1.1 Importance of the Study

This study is important in the following ways:

  1. The study will help point out clearly how Discrete Fourier Transform (DFT) is applied in DSP.
  2. Simulation of signal sampling of sinusoids will be implemented, thereby promoting knowledge in that area of DSP.
  3. The study will reveal how MATLAB can be used to implement signal sampling of sinusoids using Discrete Fourier Transform (DFT).
  4. The study will reveal how a tine domain and frequency domain plot of DFT signal is implemented.
  5. One of the premiere uses of MATLAB is in the analysis of signal processing and control systems this study will provide an application of signal sampling.  
  6. Primarily because of its advantages, DSP is now becoming a first choice in many technologies and applications hence making it very important.
  7. It will help stimulate interest in this area of research.

Concept of Digital Signal Processing (DSP)

Digital Signal Processing can be viewed as the analysis and manipulation of an information signal, such as audio, temperature, voice, and video with the objective of modifying or improving them in a specific way by using mathematical models such as Fourier Transform.
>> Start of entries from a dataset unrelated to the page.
Issue #15202, opened 2018-10-16
Multi-Language Spellchecker doesn't work.


ccorcos:
* Output of `node_modules/.bin/electron --version`: v2.0.5
* Operating System (Platform and Version): MacOS

The following will not check spelling for words with russian letters.

```ts
electron.webFrame.setSpellCheckProvider({
    language: "en",
    ...
})
```

The following will not check spelling for words with english letters.

```ts
electron.webFrame.setSpellCheckProvider({
    language: "ru",
    ...
})
```

The following will not check spelling for words with russian letters.

```ts
electron.webFrame.setSpellCheckProvider({
    language: "en,ru",
    ...
})
```

At the very least, I would hope that `en,ru` should work.

ccorcos:
The example you showed me is still just one language at a time. 

I'm using [node-cld](https://github.com/dachev/node-cld) which can detect multiple languages in the same string. For example `Предложение на русскм языке без ошиб hello world. does this work well? ` returns Russian and English. 

Using [node-spellchecker](https://github.com/atom/node-spellchecker) I can check if a word is misspelled in either language, but the electron spellchecking api is not checking all words so I'm fundamentally limited by Electron now.

Honestly, I'm not sure why I have to provide a language to setSpellCheckProvider. Ideally it would always check all words and leave it up to the developer. 

Please reconsider opening this issue. Chrome spellchecks multiple languages at the same time very gracefully. Ideally we can have a similar functionality in electron apps.

ccorcos:
This looks like the heart of the issue:

https://github.com/electron/electron/blob/6f91af93433df4e9c0e7fb592e5b2dcb0b1c7888/chromium_src/chrome/renderer/spellchecker/spellcheck_worditerator.h#L37-L41

ccorcos:
Thanks for the breakdown. Looks like you're ahead of me. Are you using your hunspell library in an application? Mind if I ask which app?

kwonoj:
> Are you using your hunspell library in an application

yes. https://github.com/kwonoj/electron-hunspell uses https://github.com/kwonoj/hunspell-asm in behind, and I'm using https://github.com/kwonoj/cld3-asm for language detection.

> Mind if I ask which app

Sorry, allow me to not share which app in here.

Issue #7244, opened 2016-09-18
Spellchecker provider character sets & multiple spell check languages


Thomas101:
* Electron version: 1.4.0
* Operating system: osx

I've noticed that when setting the spellcheck provider for a certain language it doesn't run spell checking over character sets not used in that language (e.g. american characters vs cyrillics). For example if you set..

```js
webFrame.setSpellCheckProvider('en-US', true, {
  spellCheck (text) {
    console.log(text)
    return false
  }
})
```

Then if you start typing in a text field you'll find the following...
* Type `english` you see `english`
* Type `français` you see `français`
* Type `русский` nothing gets logged out.

Swap the provider language to `ru` you'll see the results in reverse.

Taking this into account is it possible to...

1.) Run the spellchecker over different character sets? (I'm guessing the answer to this is going to be no as I can't imagine chrome supports it...)
2.) Provide spellchecking for multiple languages at once? I noticed that if you run the `setSpellCheckProvider` multiple times the last one wins
3.) Give any information on the character sets used for the different languages so I can build a matrix of compatible languages?

Thanks for your help :-)

enlight:
I'm not familiar with the spellchecker implementation so I can't answer your questions, but I can point you at https://github.com/paulcbetts/electron-spellchecker which seems to support switching between multiple languages on the fly.

Thomas101:
Thanks @enlight. I've had a look at that lib and it works around this issue by checking if there's been a [number of unchecked words by the spellchecker](https://github.com/paulcbetts/electron-spellchecker/blob/7bda47a5395f599ebcb418a1f1348e9e97f16f68/src/spell-check-handler.js#L183), then uses that to infer if it should try to re-detect language and auto change the language from there.

I was looking at getting more than one language spell checking at once though. Some users have been asking for suggestions in multiple languages as they quite often type bilingually

MarshallOfSound:
@Thomas101 I've never tested this, but I can't imagine that Chrome or even Microsoft Words does multilingual spell checking.  For one main reason I can think of.

If a word is valid in one language and invalid in another.  Is it an error?  The spell checker would have to contextually understand what language the block of test the word is in is written in.  And even then, quoting a different language would result in errors.

Spell checking multiple languages at the same time will either result in an increase in false positives or ignoring real spelling mistakes.  I don't see how this could possible be implementing in a consistent and precise manner 😢 

> Run the spellchecker over different character sets?

This however definitely seems to be some form of a bug 😆

[...]

PR #20648, opened 2019-10-19
feat: allow multi language spellcheckprovider

kwonoj:
#### Description of Change
- Relates to #15202, #7244

This PR attempts to expand `setSpellCheckProvider` to support multi-language spellchecker. Consumer of interface can opt-in by specifying multiple languages when initializing spellcheck provider. SpellcheckClient will create wordIterator per each language specified, will call provider function with object have language as keys, and word to check spell as its values.

Marking misspelling logic is not changed, as long as async callback returns word, it'll be marked as error. It's up to consumer's decision as same as before.
 
#### Checklist

- [ ] `npm test` passes
- [x] tests are [changed](https://github.com/electron/electron/blob/master/docs/development/testing.md)

#### Release Notes

Notes: `webFrame.setSpellcheckerProvider` supports multiple languages.

### DIFF
--- a/docs/api/web-frame.md
+++ b/docs/api/web-frame.md
@@ -65,6 +65,15 @@ Sets the maximum and minimum layout-based (i.e. non-visual) zoom level.
 
 ### `webFrame.setSpellCheckProvider(language, provider)`
 
+* `language` String[]
+* `provider` Object
+  * `spellCheck` Function
+    * `words` Record<String, String[]>
+    * `callback` Function
+      * `misspeltWords` String[]
+
+### `webFrame.setSpellCheckProvider(language, provider)`
+
 * `language` String
 * `provider` Object
   * `spellCheck` Function
@@ -75,7 +84,8 @@ Sets the maximum and minimum layout-based (i.e. non-visual) zoom level.
 Sets a provider for spell checking in input fields and text areas.
 
 The `provider` must be an object that has a `spellCheck` method that accepts
-an array of individual words for spellchecking.
+an array of individual words for spellchecking for single language,
+or an object for multiple languages.
 The `spellCheck` function runs asynchronously and calls the `callback` function
 with an array of misspelt words when complete.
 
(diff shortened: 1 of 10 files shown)


kwonoj:
@nitsakh and I discussed that actually, maybe it's possible - but it requires languages param (`string` | `Array<string>`) and spellcheck fn's param (`Array<string> | Record<string, Array<string>`) both. 

> when you have to check Electron version in your code

Majority of case application relies on certain version of electron and when they update it they just need to apply breaking changes, isn't it? I agree breaking changes could require effort to migration, don't think many cases single code runs on multiple electron version.

miniak:
@kwonoj in our case unfortunately due to the complicated way we deploy changes we need to be able to build the same code with multiple versions of Electron. We had to do a version check to handle the previous breaking change made in Electron 5 (which we backported to out internal Electron 4 builds to make it even more complicated).

kwonoj:
OK. I personally think this would be ok to be breaking (especially migration should be easy enough) but don't have strong opinion. Will try to update changes to interop with current interfaces.

docs/api/web-frame.md
```diff
@@ -65,6 +65,15 @@ Sets the maximum and minimum layout-based (i.e. non-visual) zoom level.
...
 ### `webFrame.setSpellCheckProvider(language, provider)`
 
+* `language` String[]
+* `provider` Object
+  * `spellCheck` Function
+    * `words` Record<String, String[]>
+    * `callback` Function
+      * `misspeltWords` String[]
+
+### `webFrame.setSpellCheckProvider(language, provider)`
```
kwonoj: Not sure what would be recommended way to create overload definition. Specifying union type (`language: String | String[]` and `words: String[] | Record<String, String[]>`) cannot narrow down param types, especially for `words` param `String[] | Record<String, String[]>` does not have interesection it's force required to cast types (which could be breaking changes in terms of types).

To make this work, listed each definition separately to create overloaded fn signatures.

kwonoj:
@miniak @MarshallOfSound PR updated to support existing interfaces.

shell/renderer/api/atom_api_web_frame.cc
```diff
@@ -314,6 +314,16 @@ void SetSpellCheckProvider(mate::Arguments* args,
     return;
   }
 
+  std::vector<std::string> language_vector;
+  bool is_multi_lang_spell_check = languages->IsArray();
+  if (is_multi_lang_spell_check) {
+    gin::ConvertFromV8(args->isolate(), languages, &language_vector);
```
MarshallOfSound: This conversion could fail, it should be handled

shell/renderer/api/atom_api_web_frame.cc
```diff
@@ -314,6 +314,16 @@ void SetSpellCheckProvider(mate::Arguments* args,
...
+  } else {
+    std::string language;
+    gin::ConvertFromV8(args->isolate(), languages, &language);
```
MarshallOfSound: Same with this conversion, if both fail we should throw an error

miniak:
Is this still relevant after #20692?

zcbenz:
I'm closing this PR since with #20692 this PR should be unnecessary. Please let me know if I'm wrong and I will reopen this.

DSP is used to work on different types of signals with the intention of filtering, measuring, or compressing. Analogue signals on the other hand differ by capturing needed information and translating it into electric pulses of varying amplitude, whereas digital signal information is translated into binary format where each bit of data is represented by two distinguishable amplitudes. Analogue signals can be represented as sine waves and digital signals are represented as square waves. DSP is applied in different fields, such as oil processing, sound reproduction, radar and sonar, medical image processing, or telecommunications. It is basically applied when signals need to be compressed and reproduced.